Yesterday was my urology/oncology appointment to review my recent CT scan with Dr. Frim. I was also hoping I might finally get prescribed some tablets to slow down or shrink my tumours.
The urology outpatients clinic was hot and stuffy and stuffed with hot and bothered patients in various stages of resignation and irritation – mostly the former. We’d come well equipped with distraction devices such as crosswords and Kindles, and needed them.
My appointment was for 3:35 and patient we were, but when at 5:30pm we saw Dr. Frim leaving with her coat on I went to the reception desk with a polite WTF. They tickled the computer and told me that actually my appointment was with Jaspal Phull. He was the surgeon who took my kidney out but who I have not seen before or since (apart from a post-operative swing-by), though I formed a very positive impression of him at the time.
Just before 6pm a nurse invited us to see him but parked us in another waiting area informing us that he was reading up the notes. After several minutes there he came to fetch us with many apologies for the delay, though when I said to him that if we had been waiting he was presumably having a bad day he said that his patient list had indeed been very heavy.

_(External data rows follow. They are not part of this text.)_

PR #4038, opened 2026-09-17
fix(listener): use TLS for https Yellowstone endpoints

Eikix:
## Why

In the first live Solana preview (run 35234087525, namespace `fhevm-ci-eikix-g6pgrxh`) the Solana host listener never received a block. It logged, every 2 seconds:

```
gRPC subscription dropped; reconnecting inclusively  error="subscribe"
```

The listener builds tonic with only the `server` feature and calls `Channel::from_shared(url).connect()` with no TLS config. Against the hosted Yellowstone endpoint (`https://laserstream-devnet-ewr.helius-rpc.com`) that opens a plaintext HTTP/2 connection, which the server closes at the first request. The e2e stack's local geyser plugin is plaintext, so CI never exercises this path.

Evidence: `grpcurl` from a laptop with the same token and the same block + sysvar filters streams blocks; `grpcurl -plaintext` to the same host:443 gets an immediate EOF, matching the listener's behaviour.

## What

- Enable tonic's `tls-ring` and `tls-webpki-roots` features for the host listener and configure TLS on the endpoint when the URL scheme is `https`. Plaintext `http://` endpoints (e2e) are unchanged.
- Log the full error chain (`{err:#}`) in the two reconnect paths. `%err` printed only the outermost context, which hid the transport error behind the word "subscribe".

## Verification

- `cargo check -p host-listener --features solana-grpc,solana-reconstruct` passes.
- `cargo test -p host-listener --features solana-grpc,solana-reconstruct --lib solana_grpc`: 30 passed.
- Live check against Helius follows in the next preview dispatch; this PR body will be updated with the result.


Eikix (commented):
[AUTOMATED]

Independent review of a9cf335aa…4d9c0af43 (TLS for https Yellowstone). Three passes: open-ended, maintainability, design/integration. Findings were checked against tonic 0.14.6 and this tree.

**Accepted.** `Channel::from_shared` leaves `tls` unset. Enabling `tls-ring` / `tls-webpki-roots` is required so HTTPS fails closed instead of opening plaintext HTTP/2; `tls_config(with_webpki_roots)` is required so the handshake actually happens. `http://` (local e2e geyser) stays plaintext. `{err:#}` prints the anyhow chain that the first preview collapsed to `error="subscribe"`. webpki-roots is the right store for the distroless image.

**Changed after review (`4d9c0af43`).** TLS is keyed off the parsed URI scheme (`https`), not `starts_with("https://")`. That is the URI tonic dials.

**Rejected.** Switching the constructor to `Endpoint::new`: it is `#[doc(hidden)]` with an upstream FIXME. Extracting a helper plus a constructor-success unit test: tonic's `tls` field is crate-private, so `is_ok()` would not distinguish the old prefix check from the scheme bind. `tls-aws-lc` instead of `tls-ring`: optional alignment with workspace rustls, not required for this bug.

**Still unverified.** CI only hits local plaintext geyser. Live ingest from `https://laserstream-devnet-ewr.helius-rpc.com` (a confirmed slot, not reconnect spam) is still the proof this transport patch works.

After some more discussion so he could get his head around my history we talked about the recent CT scan and us gave some very clear guidance there, saying “There are a few areas I don’t like the look of”. In my last blog post I said I had the impression that I had two different kinds of tumour now in my previously clear right lung. He said that was not the case; I do now have pleural deposits/tumours in the right lung – of the same kind as my left lung – but not two types. Nevertheless is it unusual for that to happen when the tumours in the left lung have now shrunk as hoped following the nephrectomy.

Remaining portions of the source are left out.